The next section referring to eigenvalues allows you to see both in terms of inertia explained and proportion explained which axes contribute significantly to the explanatory "power" of the CCA (the Constrained
part of the table above) and the unexplained "variance" (the Unconstrained
part of the table above.
The next section contains the ordination scores. Think of these as the coordinates of the points in the triplot. For some reason you show the site scores in the output above, but they would normally be there. Note that these have been scaled - by default this is using scaling = 2
- so site points are at their weighted average of the species scores IIRC etc.
The "Biplot" scores are the locations of the arrow heads or the labels on the arrows - I forget exactly how the plot is drawn now.

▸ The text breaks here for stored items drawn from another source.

PR #294, opened 2016-06-23
Update symbol-observable 1.x usage

### LINKED ISSUE #293: API change in `symbol-observable` package
## Breakage to the Max

So when the `symbol-observable` package went to 1.x, it was babel-ified and as such, any common JS reference needs to pull from default name space here:
* https://github.com/cujojs/most/blob/master/lib/observable/getObservable.js#L5
* https://github.com/cujojs/most/blob/e96e111b2ce8ea74328eb1f10f5dfdf45aeb91ab/most.js#L10
* https://github.com/cujojs/most/blob/5cdd679ef1ff37498363cfe5f2f895aea3eed571/test/most-test.js#L5
* https://github.com/cujojs/most/blob/93bc203f0f6413a857020c2f2e3d15ffc73e8b03/test/observable/getObservable-test.js#L4

Just needs to be:
```javascript
var symbolObservable = require('symbol-observable').default;
```

Although I am curious why the spec is not failing. Makes me question the validity of that test. 

*some time later...*
The reason they pass is because symbolObservable becomes: `{ '[object Object]': [Function] }`. So that is now valid according to the spec as it associates `Symbol.observable` to be the string `[object Object]`.

I could fix this up as it is simple enough for my meek mind to understand and throw together some valid specs if ya want.

briancavalier:
From #293:

> So when the symbol-observable package went to 1.x, it was babel-ified and as such, any common JS reference needs to pull from default name space here:
> ...
> Just needs to be:
>
> var symbolObservable = require('symbol-observable').default;

Fix #293

### DIFF
--- a/lib/observable/getObservable.js
+++ b/lib/observable/getObservable.js
@@ -2,7 +2,7 @@
 /** @author Brian Cavalier */
 /** @author John Hann */
 
-var symbolObservable = require('symbol-observable');
+var symbolObservable = require('symbol-observable').default;
 
 module.exports = getObservable;
 
--- a/most.js
+++ b/most.js
@@ -7,7 +7,7 @@ var base = require('@most/prelude');
 var core = require('./lib/source/core');
 var from = require('./lib/source/from').from;
 var periodic = require('./lib/source/periodic').periodic;
-var symbolObservable = require('symbol-observable');
+var symbolObservable = require('symbol-observable').default;
 
 /**
  * Core stream type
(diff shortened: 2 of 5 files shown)


evilsoft:
How is this passing in 0.12 on travis? Does `buster` just integrate with babel? automagically?

evilsoft:
Ah. nm. `test/buster.js` FTW.
Sorry about that!! Guess with `import` it would have been borked everywhere.

briancavalier:
No worries.  Yeah, after 1.0, we'll get back to porting to ES6.  We've done a bit of testing, and there seem to be some perf issues with the code babel outputs, so we have to work through those.  I can barely stand working in ES5 :)

PR #295, opened 2016-06-28
Bump to 1.0.0

briancavalier:

PR #297, opened 2016-07-16
Remove node 0.12 from travis

briancavalier:
eslint 3 officially dropped support for node 0.12, so this PR drops node 0.12 from travis.  We *could* just decide not to lint on 0.12 and still run unit tests, but I like the simplicity of just moving on, especially since node 4 is LTS.

### DIFF
--- a/.travis.yml
+++ b/.travis.yml
@@ -4,7 +4,6 @@ node_js:
   - "6"
   - "5"
   - "4"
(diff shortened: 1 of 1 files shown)


briancavalier:
See thread [here](https://github.com/cujojs/most/pull/295#issuecomment-232854890) as well.

PR #301, opened 2016-08-07
Es6 imports exports

TylorS:
Converts all source code to use ES2015 imports/exports and switches from webpack to rollup for its build system.


joshburgess:
Does Rollup have significant advantages over Webpack 2 in terms of tree shaking/dead code elimination?

axefrog:
@joshburgess Found this discussion here; might have some answers to your question: https://github.com/rollup/rollup/issues/219

davidchase:
IMO the shift to rollup aligns with the goals of the current build setup of the @most packages in which case rollup and buble are being used thus has shown some nice improvements over the current setup with webpack/babel I don't know if this adds to the answer for the question but I thought I would try to help :)

briancavalier:
Looking good, @TylorS!  Thank you for working on this.  What do you see as the next steps here?

TylorS:
I think this is good to merge, but after this we are 100% setup to incrementally move the codebase to ES6 + flow

TylorS:
I say incrementally because I think we're going to have to figure what we *can* and *cannot* do with ES6 to keep our performance high.

davidchase:
i was going to start up the incremental pieces to help out, using the one i had prior to this PR but it was easier to start fresh based off this PR then to try to merge my branch with this one

briancavalier:
Awesome work, @TylorS!

Sinewyk:
It's the javascript world: `jsxnext:main` is already being deprecated in favor of simply `module` for the field in package.json to look for es6 modules ^^. For now, you can just duplicate `jsnext:main` as `module` for 100% compat for everything out there.

briancavalier:
Thanks for the pointer, @Sinewyk.  Neither of these is official yet, but since we're supporting `jsnext:main`, I don't really see any harm in adding `module` for future compat.

briancavalier:
See #313

PR #310, opened 2016-09-06
feat(Stream): add static from method to Stream

TylorS:
Adds from static method to the constructor for ES Observable compatibility


briancavalier:
lgtm, thanks!

PR #332, opened 2016-09-20
most.d.ts recoverWith

nissoh:
recoverWith expects a stream of chained value type. I believe this is a the proper typing


TylorS:
Yes, this would be correct. LGTM

briancavalier:
Good catch @nissoh, thanks!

All of them are important - if you think the triplot is important an interpretable, it is based entirely on the information reported by summary()
. If you have specific questions to ask of the data, then perhaps only certain sections will be of paramount importance to you.
However, StackOverflow is not the place to ask such questions of a statistical nature.